The airlines industry first pioneered pricing strategy with what they called “yield management” – discounting seats on less popular routes and maximizing prices on routes that have a lot of demand. The Professional Pricing Society was established in 1984 as the field began to heat up (check out their blog). The hotel industry got on board in the late 1980s using what was referred to as “sophisticated computer techniques,” followed by retail-specific software technologies.
The manufacturing sector is one of the more recent industries to benefit from price technology, though technologies vary widely across vertical markets such as food, chemicals and consumer packaged goods. As Managing Automation’s Chris Chiappinelli points out, pricing technology for manufacturing has made a lot of progress since the days of scratch paper, gut instinct and spreadsheets:
“For a long time now, the practice of product pricing has involved more art than science, with product managers and sales professionals governed mostly by what ‘felt right.’ In recent years, however, science has started to gain the upper hand, and the sun may be setting on the era of ‘pricing by the gut.’”
As technologies have evolved and fragmented to serve more specific niches, analysts and vendors have struggled to classify different breeds of pricing technology. Some might say the category has had a bit of an identity crisis. Depending on the industry and market, you’ll find price-related software under labels ranging from “yield management” to “merchandise optimization” to “demand and revenue management.”

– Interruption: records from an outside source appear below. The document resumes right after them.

PR #606, opened 2023-05-30
Improve test suite time by 25%

stefsmeets:
Hey, I noticed that some of the tests are quite slow. I had a quick look and noticed the RISE image pipeline test can be made about 20 times faster by reducing the shape of the image:

Before:
`28.10s call     tests/test_common_usage.py::test_common_RISE_image_pipeline`

After:
`1.74s call     tests/test_common_usage.py::test_common_RISE_image_pipeline`

Since we are testing the pipeline only, the size of the image is irrelevant (it's filled with random data anyway). This takes the time needed to run the tests down from 0:01:59 to 0:01:31 on my setup.

### DIFF
--- a/tests/test_common_usage.py
+++ b/tests/test_common_usage.py
@@ -6,7 +6,7 @@ from tests.utils import run_model
 
 def test_common_RISE_image_pipeline():  # noqa: N802 ignore case
     """No errors thrown while creating a relevance map and visualizing it."""
-    input_image = np.random.random((224, 224, 3))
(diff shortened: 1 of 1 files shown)


geek-yang (approved):
Well spot! Nice change. I simply time the execution with `time pytest tests/test_common_usage.py::test_common_RISE_image_pipeline` and the actual time for the process is "0.852s" and "0.158s", before and after. 😎 Good to have this improved!

Issue #613, opened 2023-06-01
Compatibility issues 


WillemSpek:
I have some compatibility issues with scikit-image 0.19.1, as Quantus requires 0.19.3 or higher. I think the current scikit-image requirement of ==0.19.1 is too stringent and needs to be relaxed. I just did a quick grep and saw we only use it in rise.py

`willem@debian:~/Documents/dianna/dianna$ grep -R --exclude-dir=lib skimage *`
`bin/skivi:from skimage.scripts.skivi import main`
`methods/kernelshap.py:import skimage.segmentation`
`methods/kernelshap.py:        Check keyword arguments for the skimage.segmentation.slic function`
`methods/kernelshap.py:        https://scikit-image.org/docs/dev/api/skimage.segmentation.html#skimage.segmentation.slic`
`methods/kernelshap.py:        image_segments = skimage.segmentation.slic(image=image,`
`methods/kernelshap.py:        https://scikit-image.org/docs/dev/api/skimage.segmentation.html#skimage.segmentation.slic`
`methods/kernelshap.py:            skimage.segmentation.slic, kwargs)`
`methods/rise.py:from skimage.transform import resize`
`grep: methods/__pycache__/kernelshap.cpython-39.pyc: binary file matches`
`grep: methods/__pycache__/rise.cpython-39.pyc: binary file matches`

Aditionally I have a naming issue in kernelshap.py where `model` is used instead of `model_or_function`. For the sake of consistency and naming collisions I would like to change this one as well to `model`.

PR #614, opened 2023-06-01
upped scikit-image and some naming changes

WillemSpek:
see #613 it's just some very minor changes that should enhance compatibility and not impede functionality. Should be a quick review :)

### DIFF
--- a/dianna/methods/kernelshap.py
+++ b/dianna/methods/kernelshap.py
@@ -54,7 +54,7 @@ class KERNELSHAPImage:
 
     def explain(
         self,
-        model,
+        model_or_function,
         input_data,
         labels,
         nsamples='auto',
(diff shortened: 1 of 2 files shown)


stefsmeets (approved):
What exactly does this fix?

WillemSpek:
Thanks for the review! 
1. Dependency coonflict

`ERROR: Cannot install -r requirements.in (line 3) and -r requirements.in (line 7) because these package versions have conflicting dependencies.`

`The conflict is caused by:`
    `dianna 0.9.0 depends on scikit-image==0.19.1`
    `quantus 0.4.0 depends on scikit-image>=0.19.3`
    
2. problem with Quantus and DIANNA integration:

`TypeError: explain() got multiple values for argument 'model'`

Basically because quantus also uses model to pass on to the explain function which collides with the required positional argument model from DIANNA in kernelshap.explain

stefsmeets:
Thanks for the explanation, makes sense :+1:

PR #588, opened 2023-05-10
Drop support for python 3.7

stefsmeets:
This PR drops support for Python 3.7.

Closes #587 

Cool new python features we get from supporting [3.8](https://www.python.org/downloads/release/python-380/) and up:

- Walrus operator
- `=` specifier in f-strings

PR #615, opened 2023-06-05
Fix readthedocs build

stefsmeets:
This PR fixes the rtd build by bumping the python version to 3.9.

This was broken, because we dropped support for Python 3.7 recently (#588), and rtd by default builds in 3.7.

### DIFF
--- a/.readthedocs.yaml
+++ b/.readthedocs.yaml
@@ -1,4 +1,9 @@
 version: 2
+
+build:
+  tools:
+    python: "3.9"
+
 python:
   install:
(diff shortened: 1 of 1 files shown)


elboyran:
[like]  Elena Ranguelova reacted to your message:
________________________________

elboyran:
[0]     Elena Ranguelova reacted to your message:
________________________________

elboyran:
@stefsmeets I see that you fix the build yesterday, but still some checks on main are not passing.

PR #616, opened 2023-06-06
Exclude coverage check for dashboard

geek-yang:
`dashboard` is checked but since it is checked within subprocess it is not detected by sonarcloud coverage. This produces misleading results. So it is better to exclude the coverage check for dashboard from the report.


stefsmeets (approved):
Super!

Issue #620, opened 2023-06-13
IME wrapper gets rid of coefficients and just outputs masks


WillemSpek:
Whilst scouring through the LIME implementation both by in the `lime` package and the wrapper built in `dianna`, I found out that dianna does not return the original feature importances but rather masks that indicate whether the feature contributes positively, negatively or not at all. As a result, explanation quality suffers severely, as I will show below. Luckily, there is an easy fix by simply grabbing the `ImageExplanation` object and computing the original feature values from there and putting this in the segments, I will write a method in our wrapper that does this for us. 

Running LIME without the correction:
![bee_not_corrected](https://github.com/dianna-ai/dianna/assets/33344129/f162f775-4544-422d-b88a-25727f734056)

Running LIME with the proposed correction:
![bee_corrected](https://github.com/dianna-ai/dianna/assets/33344129/68b843f7-003d-45c7-84e7-4c5a6af676bf)

PR #621, opened 2023-06-13
solved LIME coefficients

WillemSpek:
See issue #620 the current LIME implementation does not make use of the coefficients that LIME actually yields and instead returns the explanation as a mask with values -1, 0 and 1 that designates between negative, neutral and positive contribution. The implementation for this masking also seems a bit slow and could be more vectorized. I propose my change that grabs the original coefficients from the surrogate model in LIME that also yield for much more granular explanations as I will show below. 

`quickshift`:
With masks:
bee_not_corrected

`skimage.segmentation.slic`: 
With masks:
bee_masked_kmeans

With LIME surrogate model coeffficients:
bee_corrected


geek-yang (commented):
@WillemSpek Just a very quick comment before diving into the code. You also need to write a unit test for the `get_explanation_values` function, otherwise the coverage check will fail.

I don't have much time today and tomorrow. If nobody leaves any review, I can take a look on Thursday.

Thanks a lot for noticing this, and contributing to the code 😃.

cwmeijer:
In addition to Yang's comments. The results look so much better!! Great job!
Let us know when you added some test(s). So we can review it.

WillemSpek:
Thanks for all the input, though a big culrpit of the poor result is apparently the segmenation algorithm: `quickshift` is used by LIME by default and the image I used uses `skimage.segmentation.slic` which is k-means centroid clustering. Nevertheless, the expalantion still looks better with the full coefficients imho, I have updated the PR description accordingly :)

WillemSpek:
Sorry for all the redundant commits, was struggling a bit with the testing and the random nature of things. All should be good now :)

I have added a simple unittest `test_lime_values` in `tests/test_lime.py` similar to `test_lime_function.py`.

dianna/methods/lime.py
```diff
@@ -1,6 +1,8 @@
 import numpy as np
+from lime.lime_image import ImageExplanation
 from lime.lime_image import LimeImageExplainer
 from lime.lime_text import LimeTextExplainer
+from numpy.typing import NDArray
```
geek-yang, line 5:
```suggestion
```
Not necessary. The returned type can just be `np.array`, see below.

dianna/methods/lime.py
```diff
@@ -276,3 +282,27 @@ def moveaxis_function(data):
         if self.preprocess_function is None:
             return moveaxis_function
         return lambda data: self.preprocess_function(moveaxis_function(data))
+
+    @staticmethod
```
geek-yang, line 286:
```suggestion
```
A hidden function would be enough since we encourage users to call dianna API rather than call the explainer directly, so not necessary for a static method.

dianna/methods/lime.py
```diff
@@ -276,3 +282,27 @@ def moveaxis_function(data):
...
+    def get_explanation_values(label: int, explanation: ImageExplanation) -> NDArray:
```
geek-yang, line 287:
```suggestion
    def _get_explanation_values(self, label: int, explanation: ImageExplanation) -> np.array:
```
Make it a hidden function.

dianna/methods/lime.py
```diff
@@ -205,12 +209,14 @@ def explain(self,
...
-                                                num_features=num_features, **get_image_and_mask_kwargs)[1]
-                 for label in labels]
-        return masks
+        if return_masks:
+            get_image_and_mask_kwargs = utils.get_kwargs_applicable_to_function(explanation.get_image_and_mask, kwargs)
+            maps = [explanation.get_image_and_mask(label, positive_only=positive_only, hide_rest=hide_rest,
+                                                   num_features=num_features, **get_image_and_mask_kwargs)[1]
+                    for label in labels]
+        else:
+            maps = [self.get_explanation_values(label, explanation) for label in labels]
```
geek-yang, line 218:
```suggestion
            maps = [self._get_explanation_values(label, explanation) for label in labels]
```

dianna/methods/lime.py
```diff
@@ -179,6 +182,7 @@ def explain(self,
             top_labels: Top labels
             num_features (int): Number of features
             num_samples (int): Number of samples
+            return_masks (bool): Return discretized masks or LIME values
```
geek-yang, line 185:
```suggestion
            return_masks (bool): If true, return discretized masks. Otherwise, return LIME scores
```

dianna/methods/lime.py
```diff
@@ -276,3 +282,27 @@ def moveaxis_function(data):
         if self.preprocess_function is None:
             return moveaxis_function
         return lambda data: self.preprocess_function(moveaxis_function(data))
+
+    @staticmethod
+    def get_explanation_values(label: int, explanation: ImageExplanation) -> NDArray:
+        """Get the values from LIME in a salience map.
```
geek-yang, line 288:
```suggestion
        """Get the importance scores from LIME in a salience map.
```

dianna/methods/lime.py
```diff
@@ -276,3 +282,27 @@ def moveaxis_function(data):
...
+
+        Leverages the `ImageExplanation` class from LIME to generate salience maps
+        based on the segmentation that was produced on the images, also stored in
+        `ImageExplanation`.
```
geek-yang, line 292: Please also consider adding more explanation about the scores, e.g. "The importance values are weight of surrogate models (e.g. weight of a ridge model) which are used by LIME to evaluate the contribution of each data/pixel/segmentation to the predicted classes."

geek-yang (changes requested):
Good job @WillemSpek ! Sorry for the delay. I have tested your implementation and it works well on my machine. It is good to give the user option to grab the importance scores from LIME.

Btw, I won't put a "bug" label on this PR since it makes sense to only show user the masks. For instance, most of the example notebooks from LIME also play with the segmentation masks only, rather than including importance scores (e.g. https://github.com/marcotcr/lime/blob/master/doc/notebooks/Tutorial%20-%20images%20-%20Pytorch.ipynb). 

There is some logic behind it. LIME uses linear surrogate model to delegate the local importance of each data point/pixel to the predicted classes. To train these surrogate models, we need to generate many sample data around each data point. It is very tricky to define the neighborhood and perturb your data to get good samples. Here are the explanations about how to define a meaningful neighborhood https://christophm.github.io/interpretable-ml-book/lime.html and how to make a good explainer https://slds-lmu.github.io/iml_methods_limitations/lime.html.

To conclude, the importance scores, which are basically the weight of your surrogate models, are very sensitive to the perturbations. Therefore, the scores are not robust and simply displaying these scores could be sometimes very misleading, especially to those who have little knowledge about LIME. Therefore, even in the documentation/tutorials from the original LIME implementation, they always show segmentation masks rather than scores.

But I agree with you that for some advanced users, it is necessary to have these scores. Thanks a lot for the contribution. Please address all my comments (simply by adding commits should be fine) and test it again before merging it to the code base. I will give you a go afterwards.

geek-yang:
Btw, I will remove `bug` tag from this PR and the issue. But thanks for your thought 👍.

WillemSpek:
Thanks so much for the review @geek-yang! Your comment on the coefficient stability is also very insightful for me and I agree that from a user perspective, only returning the masks makes more sense. My usecase (metrics) does require coefficient scores for instance as discretizing the output leads to some loss of granularity which affects the metrics. Thanks for all the review comments, I will dive into them!

dianna/methods/lime.py
WillemSpek: Ah yes, I have used this from the np.typing module as it supports hinting towards dimensions and types, but I never end up doing that. np.array is a higher level function to create an np.ndarray object which is what all arrays in numpy are defined as. So shouldn't we use `np.ndarray`?

geek-yang: Yes, I think `np.ndarray` is much better. Thanks for the suggestion.

geek-yang (approved):
Nice work! Thanks for addressing my comments. Looks good now!

dianna/methods/lime.py
WillemSpek: I guess this is now consistent for now with the rest of the codebase so lets leave it as `np.array` for now but maybe this could be listed as a more general issue.

PR #622, opened 2023-07-11
refactor masker for RISEImage into free function

egpbos:
This is necessary for distance_explainer to be able to reuse it.


egpbos:
Did force push to fix linter issues.

PR #628, opened 2023-07-25
Update README.md

elboyran:
Fixed links to TS tutorials


elboyran:
Yes, I had the same problem and coudn't fix it :-( That's why I was hooping someone else can spot the problem.

geek-yang (commented):
> Yes, I had the same problem and coudn't fix it :-( That's why I was hooping someone else can spot the problem.

I suspect that this is due to the server side rendering trick of github. Currently the image is requested via `[Weather Logo]`, which fetches image from assets and ends up with rendering, with the link to the notebook unresolved.

To fix this, I guess we need to use the raw link to the image, rather than via assets (might be relevant with webpack thingy? apologize for my limited web knowledge 😓), for instance `src="https://user-images.githubusercontent.com/3244249/242001499-3ff3d639-ed2f-4a38-b7ac-957c984bce9f.png"`

geek-yang:
@elboyran Sorry for pushing commits to your PR. Now it seems to work!

cwmeijer (approved):
It works now! 🏆

Let's get it merged!

PR #632, opened 2023-08-07
fixed number of segments bug

### LINKED ISSUE #631: KernelSHAP doesn't yield the correct amount of Shapeley values
<h2> Problem description </h2>

This is a bug I encountered during my research. The skimage.segementation.slic method doesn't guarantee that the amount of segments is equal to the `n_segments` that are provided. As a result, the way `kernelshap` is set up it sometimes misses shapeley values. This is hinted towards in [their docs](https://scikit-image.org/docs/stable/api/skimage.segmentation.html#skimage.segmentation.slic) 

`>>> from skimage.segmentation import slic`
 `>>> segments = slic(X_test, n_segments=90)`
 `>>> np.unique(segments).size `
 `>>> 88`
 
 

<h2> Proposed solution </h2>

Instead of using the `n_segments` parameter, we simply count the amount of clusters after creating them as I have done in the problem description. We'll use this to pass onto the kernelshap explainer.

WillemSpek:
This PR fixes #631. In some cases, kernelshap would over- or (worse) underallocate memory for the shapeley values leading to issues. This PR should fix this bug.

### DIFF
--- a/dianna/methods/kernelshap.py
+++ b/dianna/methods/kernelshap.py
@@ -116,6 +116,7 @@ class KERNELSHAPImage:
         self.image_segments = self._segment_image(self.input_data, n_segments,
                                                   compactness, sigma,
                                                   **slic_kwargs)
+        n_segments = np.unique(self.image_segments).size
 
         # call the Kernel SHAP explainer
         explainer = shap.KernelExplainer(
--- a/tests/test_kernelshap.py
+++ b/tests/test_kernelshap.py
@@ -1,5 +1,6 @@
 from unittest import TestCase
 import numpy as np
+import skimage.segmentation
 from dianna.methods.kernelshap import KERNELSHAPImage
 
 
@@ -63,5 +64,7 @@ class ShapOnImages(TestCase):
             compactness=10.0,
             sigma=0,
         )
+        segments = skimage.segmentation.slic(input_data, n_segments=n_segments)
+        n_segments = np.unique(segments).size
 
         assert shap_values[0].shape == np.zeros((1, n_segments)).shape
--- a/tests/test_kernelshap.py
+++ b/tests/test_kernelshap.py
@@ -64,7 +64,11 @@ class ShapOnImages(TestCase):
             compactness=10.0,
             sigma=0,
         )
-        segments = skimage.segmentation.slic(input_data, n_segments=n_segments)
+        segments = skimage.segmentation.slic(image=input_data.reshape(28, 28, 1),
+                                             n_segments=n_segments,
+                                             compactness=10.0,
+                                             sigma=0.)
         n_segments = np.unique(segments).size
 
         assert shap_values[0].shape == np.zeros((1, n_segments)).shape
+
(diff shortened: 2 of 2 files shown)


WillemSpek:
I see that the build is failing due to the unit test also asserting that the number of shapeley values should equal that of n_segments.:

`>>> assert shap_values[0].shape == np.zeros((1, n_segments)).shape` 

I believe the unit tests should be changed in similar style to the solution.

dianna/methods/kernelshap.py
```diff
@@ -116,6 +116,7 @@ def explain(
         self.image_segments = self._segment_image(self.input_data, n_segments,
                                                   compactness, sigma,
                                                   **slic_kwargs)
+        n_segments = np.unique(self.image_segments).size
```
cwmeijer, line 119: slic returns an integer mask I agree you should find the set of those to get n_segments.
https://scikit-image.org/docs/stable/api/skimage.segmentation.html#skimage.segmentation.slic

tests/test_kernelshap.py
```diff
@@ -53,7 +53,7 @@ def test_shap_explain_image(self):
         n_segments = 50
```
cwmeijer, line 53: n_segments is explicitly set to 50, and only used to test against. It doesn't make a lot of sense to overwrite this value, as proposed in this PR, before it is tested against. The proposed changes would test whether the output of the method (shap_values and segments) are consistent with each other, which is a good test by itself. However, I think that the idea of this test was to check the outcome of the method against some knowledge that we have prior to running the method, like some ground truth or regression test.
It's a shame it is not explained why this value of 50 is what is expected as an outcome exactly.  @geek-yang, git blame points at you ;-) (https://github.com/dianna-ai/dianna/commit/b8dd755236d2acf3ee3a49420f481402226ea4ac) Could you explain this value and/or review this PR?

cwmeijer (commented):
@yang, can you have a look at this?

tests/test_kernelshap.py
geek-yang: 😅 To be honest Chris I forgot why I set it to be exactly 50. But I think it is a bug given that the number of labels can be slightly different, as `skimage.segmentation.slic` already says `n_segments` is actually "The (approximate) number of labels".

So it should be corrected as what @WillemSpek suggests. Thanks for spotting this @cwmeijer and @WillemSpek . Shame on me 😂

PS: Oh yes, the commit was made at the first week of 2022, right after new year. You guys were all on holiday and I'm the only one working at that moment. What a piece of painful memory 😭. But anyway...my bad 😂 .

dianna/methods/kernelshap.py
geek-yang: Yes, I think I made a mistake and it is a bug here. The actual `n_segments` should be updated as the actual number of slices can be different from the given `n_segments`. Thanks for spotting it @WillemSpek ! 👍

geek-yang (approved):
Thanks for finding and fixing this bug @WillemSpek ! It helps a lot!

yang:
> @yang, can you have a look at this?

Looking great team! Keep cranking!

Issue #633, opened 2023-08-27
Tokenizer sequence length mismatch


WillemSpek:
<h2> Problem Description </h2>
I know this problem was already mentioned in #531 but LIME for text still seems to crash in specific cases with the tokenizer. The problematic characters that I have found thus far are '-', '\' '(' and ')'. 

<h2> Possible Solutions </h2>

<h3> Super Batching </h3>
One way to attack this problem is to group the tokenized sentences for each of their sequence length, i.e. a dictionary and keep track of their indices:

```
super_batch = 
{
  'tokens of length 14': np.ndarray,
  'tokens of length 15': np.ndarray
}
```
 
```
 indices = 
 {
  'tokens of length 14': np.ndarray,
  'tokens of length 15': np.ndarray
 }
 
```
 At the end iterate through each of the batches in the super batch and compute the model scores. Then, reindex these scores to obtain result. The great disadvantage is that the tokenization process is now different than it ought to be and explanation quality might be affected, but we will avoid the tokenization problem.
 
 <h3> Fixing the tokenizer </h3>
 I am not that great of a regex guy :disappointed: but @stefsmeets  was already able to fix a bunch of problems with the tokenizer. Perhaps there is way to fix for all special characters. 
 
 <h3> Unit testing </h3>
 Perhaps we should make a unit test for the tokenizer to challenge it with a bunch of special characters in order to capture its issues for in the future. A unit test for each of the special characters will allow us to attack the problem more effectively.

stefsmeets:
The main issue here is that you are tokenizing an already tokenized sentence. If it is possible to just tokenize once, that would be better and avoid this problem altogether.

The regex solution works around this by adding spaces around `UNKWORDZ`. I'm not great with regex either, but with https://regex101.com/ I can usually figure it out 😅

I already added a bunch of failing strings here:
https://github.com/dianna-ai/dianna/blob/3284afe6aee489afecb3754aba9fad851b66e56f/tests/test_lime.py#L169

It would be useful to at least add the failing strings (maybe mark with [`@pytest.mark.xfail`](https://docs.pytest.org/en/latest/how-to/skipping.html#xfail-mark-test-functions-as-expected-to-fail) with a link to this issue.

PR #637, opened 2023-09-14
added tests for the 'tokenizer problem'

WillemSpek:
Some added tests for the 'tokenizer problem' that I encountered during the work as discussed with @stefsmeets in issue #633 . I have marked the tests with `mark.xfail` as suggested by [the guidelines here](https://docs.pytest.org/en/7.1.x/how-to/skipping.html ) (end of the page).


stefsmeets (approved):
Looks good to me! I didn't know you could mark individual parameters like this 👍

PR #649, opened 2023-10-18
Fix CD/CI notebooks

### LINKED ISSUE #648: Fix notebooks running failures
https://github.com/dianna-ai/dianna/actions/runs/6509287273

geek-yang:
Fix notebooks and build for CI/CD.

This PR closes #648 .


elboyran:
Some checks did not pass. This time dashboard and build for 3.11.

geek-yang:
> Some checks did not pass. This time dashboard and build for 3.11.

Hi @elboyran , thanks for your quick comment. This is not ready for review. Because of our settings in cd/ci, some tests only run when the PR is switched from draft to ready for review, that's why. Sorry for the confusion.

Anyway, I manage to fix all the builds and notebooks ci, but now dashboard fails 😓. I will try to fix it.

geek-yang:
Hi @elboyran @cwmeijer , I manage to fix tests for the notebooks and this PR is ready for review now!

.github/actions/install-python-and-package/action.yml
```diff
@@ -44,7 +44,6 @@ runs:
         python3 -m pip install tensorflow-cpu
 
     - name: Install DIANNA
-      if: steps.cache-python-env.outputs.cache-hit != 'true'
```
geek-yang, line 47: When fixing the CI for notebooks, the build for python 3.11 on macos fails unexpectedly. Error message indicates that `pytest` is not found. I figured out that it was due to the installation, in which pytest was installed for python 3 but the ci calls pytest from python via system path. Therefore, it can be fixed by simply change `run: pytest -v` to `run: python3 -m pytest -v`.

However, this build will fail again if the caching of package installation is used (not sure why...). By removing the cache, it works nicely. But this makes the CD/CI slower than before. If anyone has better solution, please let me know. Thanks.

elboyran: No other solution from me.

elboyran (approved):
Thanks  for fixing it, even if it's slower now.

cwmeijer (approved):
Some interesting things are happening here. I tried changing some things to more expected variations but I couldn't make them pass the builds. Great that you found a setup that indeed does all tests. Merge it!

geek-yang:
> Some interesting things are happening here. I tried changing some things to more expected variations but I couldn't make them pass the builds. Great that you found a setup that indeed does all tests. Merge it!

😅 It took me quite a while to find a solution. Tbh, I'm also not entirely sure about the cause of the failure. But they can be fixed this way. Thanks a lot for the review!

PR #840, opened 2024-08-13
Fix docstring of visualization tabular

### LINKED ISSUE #822: Visualization: `plot_tabular` does not work for x as `np.ndarray`
The input `x` in `plot_tabular` is defined as `Array of feature importance scores`. However, it returns an error if `x` is `np.ndarray`. There isnot a test for this in` test_visualization.py`. You can reproduce the error as:

```python
import numpy as np
def test_plot_tabular_with_array():
    """Test plot tabular data."""
    x = np.random.rand(5, 3)
    y = [f"Feature {i}" for i in range(x.shape[1])]
    fig, ax = plot_tabular(x=x, y=y, show_plot=False)
    assert fig is not None
```

the error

We’re currently experiencing the next evolution in the sophistication of pricing technologies with the maturation of the Software-as-a-Service (SaaS) delivery model. SaaS makes it possible to offer massively scalable, high-powered number crunching software based on finely-tuned, dynamic algorithms - a major stride compared to the past industry standard of static, rules-based systems that require on-site installation and ongoing customization. I could go on about the benefits of SaaS for price optimization, but I’ll leave that for another post.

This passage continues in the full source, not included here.